PR #5984, opened 2019-11-26
Bind only public interface methods for private classes

headius:
This includes two fixes introduced (at least in part) by #5832:

* Private classes were considered for method binding even though
  we no longer set them accessible on Java 9+ when they have not
  already been opened. This resulted in Java 9+ environments
  producing method errors when they attempted to dispatch to those
  methods on private classes.
* In order to fix the above for private classes with public
  interfaces, this patch also fixes how we traverse a class's
  implemented interfaces. Possibly from changes in #5832, we were
  not walking an interface's superinterfaces, causing us to only
  walk one level in such cases.

In my local tests, this caused failures in `spec:ji` for specs accessing the following classes; I do not believe that these methods should be callable, since they are on private inner classes without any public interface method:

https://github.com/jruby/jruby/blob/b35397b767ccf9b8a0f29e23f9b338576802acc9/spec/java_integration/fixtures/InnerClasses.java#L78-L95

### DIFF
--- a/core/src/main/java/org/jruby/javasupport/binding/MethodGatherer.java
+++ b/core/src/main/java/org/jruby/javasupport/binding/MethodGatherer.java
@@ -23,8 +23,10 @@ import java.util.ArrayList;
 import java.util.Arrays;
 import java.util.Collections;
 import java.util.HashMap;
+import java.util.HashSet;
 import java.util.List;
 import java.util.Map;
+import java.util.Set;
 import java.util.function.Function;
 
 import static org.jruby.runtime.Visibility.PUBLIC;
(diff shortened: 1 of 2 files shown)


headius:
@kares @enebo I do not think the failing spec should pass. I have not looked into its lineage yet, but the `capsMethod` in question is only defined on those private inner classes. It likely passed previously because we were aggressively setting the methods accessible.

Java would not be able to compile against or invoke these methods for a normal invocation.

headius:
Confirmed in both cases that Java cannot call the `capsMethod` in question, and so we should not be binding it. The general rule of thumb is that we don't bind methods on non-visible classes.

kares:
makes sense but what about compatibility for users on 8,
they might expect private methods to be callable, isn't this a breaking change?

enebo:
@kares I will make an argument that binding to private without an explicit setAccessible in their code was never intended behavior.  In this case we can maybe just point out this was unintended behavior (e.g. a bug).  I guess the bigger question with that answer is how common this is in reality.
+ + +
◆ Exercise objective
Within the listing above, filter for lines holding the string "opened" and copy each one.

◆ Answer to this exercise
PR #5984, opened 2019-11-26
  already been opened. This resulted in Java 9+ environments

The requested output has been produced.